Maintaining the proper internal operating temperature of the storage server is crucial to the health of the storage server. To prevent storage server shutdown and damage to components, address over temperature and hardware-related issues as soon as they occur. If your storage server has a temperature-related fault, the cause of the problem might be:
Storage server component cooling relies on the movement of cool air through the storage server. The cool air is pulled into the storage server from its external environment. If the ambient temperature of the storage server's external environment is too high, cooling does not occur, and the internal temperature of the storage server and its components increases. This can cause poor storage server performance or a failure of one or more components.
Action: Check the ambient temperature of the storage server space against the environmental specifications for the storage server. If the temperature is not within the required operating range, remedy the situation immediately.
Prevention: Periodically check the ambient temperature of the storage server space to ensure that it is within the required range, especially if you have made any changes to the storage server space (for example, added additional storage servers). The temperature must be consistent and stable.
The storage server cooling system uses fans to pull cool air in from the storage server front intake vents and exhaust warm air out the storage server back panel vents. If the front or back vents are blocked, the airflow through the storage server is disrupted and the cooling system fails to function properly causing the storage server internal temperature to rise.
Action: Inspect the storage server front and back panel vents for blockage from dust or debris. Additionally, inspect the storage server interior for improperly installed components or cables that can block the flow of air through the storage server.
Prevention: Periodically inspect and clean the storage server vents using an ESD certified vacuum cleaner. Ensure that all components, such as cards, cable, fans, air baffles and dividers are properly installed. Never operate the storage server without the top cover installed.
To function properly, the storage server has cooling areas that are maintained by an air baffle, component filler panels, and the storage server top cover. These storage server components need to be in place for the storage server to function as a sealed system. If internal cooling areas are compromised, the storage server cooling system, which relies on the movement of cool air through the storage server, cannot function properly, and the airflow inside the storage server becomes chaotic and non-directional.
Action: Inspect the storage server interior to ensure that the air baffle is properly installed. Ensure that all external-facing slots (storage drive, DVD, PCIe) are occupied with either a component or a component filler panel. Ensure that the storage server top cover is in place and sits flat and snug on top of the storage server.

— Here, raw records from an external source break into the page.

PR #322, opened 2020-10-18
implement generator for Stream effect

mattiamanzati:
As stated in https://github.com/gcanti/fp-ts/issues/261#issuecomment-711168155 , I came up with a way of replaying generators locally in order to support do notation for stream

### DIFF
--- a/packages/system/src/Stream/Stream/gen.ts
+++ b/packages/system/src/Stream/Stream/gen.ts
@@ -3,6 +3,8 @@ import type { _E, _R } from "../../Utils"
 import { chain_ } from "./chain"
 import { Stream } from "./definitions"
 import { succeed } from "./succeed"
+import { fromEffect } from "./fromEffect"
+import { die } from "../../Effect/die"
 
 export class GenStream<R, E, A> {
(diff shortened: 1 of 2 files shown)


packages/system/src/Stream/Stream/gen.ts
```diff
@@ -25,21 +27,24 @@ export function gen<Eff extends GenStream<any, any, any>, AEff>(
...
-    const state = iterator.next()
     function run(
-      state: IteratorYieldResult<Eff> | IteratorReturnResult<AEff>
+      replayStack: any[]
     ): Stream<any, any, AEff> {
+      const iterator = f(adapter as any)
+      let state = iterator.next()
+      for(let i = 0; i < replayStack.length; i++){
+        if(state.done){
+          return fromEffect(die("Something very wrong has happened. Replaying values resulted in a premature end of the generator execution. Provided generator should be pure and perform effects only by yielding them, so that the generator can safely be re-run without side effects."))
```
mikearnaldi, line 37: Better to make a dedicated Tagged Exception maybe in the GlobalExceptions module

PR #329, opened 2020-10-21
simplify some ReaderT transformation functions

qlonik:
Noticed that if I push return type of some transformers into `HKT.instance` generic, then I don't need to specify types explicitly. and in some places I was able to skip pipe and simplify even more (e.g. provide())

This doesn't fail in my editor, but not sure what CI will report.

Not sure, if there was some actual reason to have those types specified explicitly.


mikearnaldi:
Interesting catch I will have to understand why is that... BTW no no real meaning in adding the types except making it compile,

PR #332, opened 2020-10-22
filter added to system/stream

curiosityfoundation:
am not sure where to add a test. based on system/stream/mapConcat


packages/system/src/Stream/Stream/filter.ts
```diff
@@ -0,0 +1,17 @@
...
+import { mapChunks } from "./mapChunks"
+
+/**
+ * Applies the predicate to each element and allows passing elements 
+ * to reach the output of this stream.
+ */
+export const filter = <O>(f: Predicate<O>) => <R, E>(
+  self: Stream<R, E, O>
+): Stream<R, E, O> =>
+  pipe(
```
qlonik, line 14: Looks like this pipe is not necessary.

packages/system/src/Stream/Stream/filter.ts
```diff
@@ -0,0 +1,17 @@
...
+    self,
+    mapChunks((o) => Array_.chain_(o, (o) => (f(o) ? [o] : [])))
```
qlonik, line 16: It seems that it is possible to use curried version `Array_.chain` instead of uncurried one.

qlonik (commented):
Looks pretty good. You also need to reexport this method in one of the index files. Let's see what Michael says about it too.

packages/system/src/Stream/Stream/filter.ts
curiosityfoundation: happy to make this change - original thought was to model it after mapConcat which uses pipe and Array_.chain_

packages/system/src/Stream/Stream/filter.ts
mikearnaldi: we should use here the Array filter function as they do in zio:
https://github.com/zio/zio/blob/master/streams/shared/src/main/scala/zio/stream/ZStream.scala#L1245

mikearnaldi:
@curiosityfoundation thanks, I will merge it for now and patch in master directly. We are trying to keep implementations in line with ZIO as much as possible so I will change A.chain to use the A.filter as it is in https://github.com/zio/zio/blob/master/streams/shared/src/main/scala/zio/stream/ZStream.scala#L1245

Issue #337, opened 2020-10-22
Provide capability of fixing "A" in X.gen


mattiamanzati:
When making exensive use of X.gen (with X being anything supported), it works great thanks to its ability of automatically inferring the corret types of E and R. Unfortunately, as far as I know there is no syntax available to fix the return type and let the infer continue to work on the E and R type.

Prevention: When servicing the storage server, ensure that the air baffle is installed correctly and that the storage server has no unoccupied external-facing slots. Never operate the storage server without the top cover installed.
Components, such as power supplies and fan modules, are an integral part of the storage server cooling system. When one of these components fails, the storage server internal temperature can rise. This rise in temperature can cause other components to enter into an over-temperature state. Additionally, some components, such as processors, might overheat when they are failing, which can also generate an over-temperature event.
To reduce the risk related to component failure, power supplies and fan modules are installed in pairs to provide redundancy. Redundancy ensures that if one component in the pair fails, the other functioning component can continue to maintain the subsystem. For example, power supplies serve a dual function; they provide both power and airflow. If one power supply fails, the other functioning power supply can maintain both the power and the cooling subsystems.
Action: Investigate the cause of the over-temperature event, and replace failed components immediately. For hardware troubleshooting information, see Troubleshooting Storage Server Hardware Faults.
Prevention: Component redundancy is provided to allow for component failure in critical subsystems, such as the cooling subsystem. However, once a component in a redundant system fails, the redundancy no longer exists, and the risk for storage server shutdown and component failures increases. Therefore, it is important to maintain redundant systems and replace failed components immediately.